Diplomacy and statemanship takes priority over personal comfort. Cheney is representing the United States, the ones who liberated the camps and cared for the prisoners. It was a horrifying day to the U.S. soldiers to walk into the camp and see their fellow human beings as living skeletons and the conditions they had to endure under lock and guard and waiting for thier turn for the ovens. All of this enacted by (again) their fellow human beings. 
I am disappointed at Cheney's choice of attire for this solem occasion. It speaks loudly that he was indeed thinking of himself and his comfort than the reason that they were there. The europeans that were there obviously had their own ideas about the parka and it certianly put us in a bad light. Respect is a big part of diplomacy, showing it and enduring a (relatively) brief time of discomfort shows that our minds are elsewhere than upon ourselves. 
It's a small wonder, when our diplomats act this way that the rest of the world is losing respect for us as a nation, in small ways. 
Here is one example while it's not stated that it has anything to do with Cheney's attire it does show what some of the euros think about us.


----------



## hardheadjarhead (Jan 29, 2005)

Tgace said:
			
		

> Its a silly bone to pick IMO.....




I'd have to disagree.

We have an important international event, a major state function.  Dignitaries from all over Europe, if not the world, are in attendance.  The ceremony is one the United States has honored for decades.  This was the 60th anniversary of the liberation of Auschwitz.

The Vice President of the most powerful nation on the planet is there to represent 275 million people.  

He dresses like he's going to a Nebraska Huskers' game.

Now, Feisty will tell you, I am a vulgar man.  I hate dressing up.  If I get into a suit, someone is getting married or buried.  My default setting is a sweatshirt and jeans.  Denim is my second skin.  But even a classless dolt such as myself can recognize that our leaders have to present a better image than that to the world community.

Cheney can afford to buy the warmest overcoat with the nicest lining available, the best gloves, a stylish fur hat and ermine earmuffs.  He's able to purchase electrically heated socks if he'd wanted them.  

The other dignitaries were dressed well...and they sucked it up for the occasion...and we're left wondering what Cheney's Chief of Staff was doing while this was going on.  How does one let one's boss show up to such an event dressed thus?

Consider this:  No member of the Joint Chiefs of Staff would have shown up to such a ceremony dressed as Cheney was, even if they had attended in civilian clothes.  People holding such station are held to a higher standard, or are supposed to be.  


Regards,



Steve


----------



## ghostdog2 (Jan 29, 2005)

I certainly hope VP Cheney knows that he let down the French and Russian diplomats and disappointed the Washington Post.
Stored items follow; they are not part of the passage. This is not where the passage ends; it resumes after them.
PR #967, opened 2016-05-25
Feature/documentation tab

elnzv:
Closes #929 
Closes #1006
Closes #871
Closes #663
Closes #948
Closes #887
Closes #938
Closes #367
Closes #465 
Closes #1042

PR #972, opened 2016-05-30
Validate swagger

### LINKED ISSUE #523: Validate Swagger files when they are uploaded
Definition of done
---
* [x] Choose package for Swagger validation.
* [x] Integrate the package to the project.
* [x] Create a function to run the validation.
* [ ] Work with the developer working with issue to make sure the validation is run when a Swagger document is being uploaded.

jykae:
Closes #523 

## Proposed changes
- add swagger-parser package
- add Meteor method to validate Swagger file

Related to #967 

### DIFF
--- a/server/methods/swagger.js
+++ b/server/methods/swagger.js
@@ -1,0 +1,19 @@
+import SwaggerParser from 'swagger-parser';
+
+Meteor.methods({
+  // Validate Swagger JSON/YAML
+  // Params: URL or file path to Swagger file
+  // Returns: true if valid else false
+  validateSwagger: function(url) {
+     SwaggerParser.validate(url)
+      .then(function(api){
+        console.log("Your API is valid!");
+        console.log("API name: %s, Version: %s", api.info.title, api.info.version);
+        return true;
+      })
+      .catch(function(err){
+        console.log(err);
+        return false;
+      });
+  }
+});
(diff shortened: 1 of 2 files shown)


server/methods/swagger.js
```diff
@@ -0,0 +1,19 @@
+import SwaggerParser from 'swagger-parser';
+
+Meteor.methods({
+  // Validate Swagger JSON/YAML
+  // Params: URL or file path to Swagger file
+  // Returns: true if valid else false
+  validateSwagger: function(url) {
+     SwaggerParser.validate(url)
+      .then(function(api){
+        console.log("Your API is valid!");
```
brylie: We probably do not need to show any console logs, since this code runs on the server. We will use the return value of this function to show an alert to the user.

server/methods/swagger.js
```diff
@@ -0,0 +1,19 @@
...
+        console.log("API name: %s, Version: %s", api.info.title, api.info.version);
+        return true;
+      })
+      .catch(function(err){
+        console.log(err);
+        return false;
```
brylie: Can we return `valid` or `invalid` from this function? Right now it is ambiguous how to use this function, or what `true` or `false` means given the method name. E.g.

```js
// From client code
Meteor.call("validateSwagger", function (error, response) {
  if (error) {
    // handle the error
    // e.g. we can pass the validation message here as an error
  } else {
    if (response === 'valid') {
      // Swagger file is valid
    }
  }
});
```

jykae: I would not use here strings cause we have boolean value: "valid" or "invalid". I could though change method name to "isValidSwagger" if that implies the functionality better.

PR #975, opened 2016-05-30
Feature/check api key

elnzv:


bajiat:
Requires more work with higher level API settings. Not to be finished in the sprint, but will be continued in connection of improving API Umbrella integration / decoupling. Closing the PR, but leaving the branch.

PR #1018, opened 2016-06-01
Hotfix/dynatable i18n text duplication

### LINKED ISSUE #785: Data table headers on dashboard render two translations when changing language
When viewing the dashboard (Analytics) and changing the language, the data table headers show translations for both languages. Determine why the initial language translation is not removed.

frenchbread:
Closes #785 

### Changes:
- Replace dynatable with datatables

### Fixes:
- Language change


jykae:
@frenchbread Reviewing

jykae:
Original issue seems to be solved. However rendering in UI, timestamps, etc. still not very nice. Should we work it on this PR or what are your thoughts @frenchbread ?

jykae:
Decided to work on the CSS layout issues on this PR with @frenchbread 
Marked WIP.

frenchbread:
@jykae I am using [this package](https://github.com/Jowin/Datatables-Bootstrap3) here. The thing is that those options for pagination does not work. E.g `${'.datatable').dataTable()` - works, `$('.datatable').dataTable({"sPaginationType": "bs_two_button"})` - does not, gives an error.

brylie:
@frenchbread the [last commit on the Datatables package](https://github.com/Jowin/Datatables-Bootstrap3/commits/master) was Dec 11, 2014 @Jowin Jowin. Is there a more active package?

frenchbread:
@jykae I've added changes. Please review. The only issue I'm getting now is when formatting unix timestamp it gives wierd year value: e.g: `9/08/48387 11:10:01`

jykae:
🆒 checking 

@brylie good note about the package health and possible future support.

frenchbread:
@brylie @jykae Latest commits contain different package. It's still datatables but official and native one for NPM.

jykae:
Good work so far a bit beyond than the explanation in the PR. 
Let's return to this tomorrow, I will check the server time settings and whether Umbrella has any issues related to this. For me it looks like you are doing the conversion anyway right with momentjs.

frenchbread:
Removing `WIP`. Please review.

jykae:
Checked in the review together, merging. Good work @frenchbread

client/views/dashboard/charts/charts.js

God knows, substance means nothing and clothes make the man on these important fashion occasions.
Maybe we can get a male model to take Kate Moss to the next big event. Ralph Lauren, our new Secretary of State (Fashion) can select the outfits. 
Oh, and I sure hope the "euros", as someone quaintly called them, spend half as much time worrying about what we think of them as some people here spend worrying about what they think of us. Frankly, I don't give a damn what they think of Cheney's wardrobe. I suspect about half of them wished they'd been smart enuf to wear something warm. The fact they could have those thoughts in a language other than German was one more reason to be glad he was there.
Face it, he's not a style guy, but he's a good one to have your back.


----------



## hardheadjarhead (Jan 29, 2005)

ghostdog2 said:
			
		

> Face it, he's not a style guy, but he's a good one to have your back.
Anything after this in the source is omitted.